(Data excerpts)
......

PR #166, opened 2019-01-02
Add Routing Service C++ adapter example

jpovedano:
This PR adds a Routing Service adapter that uses the Modern C++ API. 
This example uses CMake to build the example


examples/routing_service/routing_service_file_adapter/cpp/FileConnection.hpp
```diff
@@ -0,0 +1,69 @@
...
+public:
+
+    FileConnection(
+            StreamReaderListener *input_stream_discovery_listener,
+            StreamReaderListener *output_stream_discovery_listener,
+            const PropertySet &properties) :
+            discovery_reader_(properties)
+    {
+        // Once the FileConnection is initialized, we trigger an event
+        // to notify that the streams are ready.
```
titosanxez: this should be implemented in the .cxx file

examples/routing_service/routing_service_file_adapter/cpp/FileConnection.hpp
```diff
@@ -0,0 +1,69 @@
...
+
+private:
+    FileDiscoveryStreamReader discovery_reader_;
+};
+
+}  // namespace examples
+}  // namespace community
+}  // namespace rti
+
+#endif
```
titosanxez: missing new line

......

> **Exercise details**:
Locate the word "FileConnection" in the records and collect each line it appears in.

> **Reply to the exercise**:
examples/routing_service/routing_service_file_adapter/cpp/FileConnection.hpp
+    FileConnection(
+        // Once the FileConnection is initialized, we trigger an event
examples/routing_service/routing_service_file_adapter/cpp/FileConnection.hpp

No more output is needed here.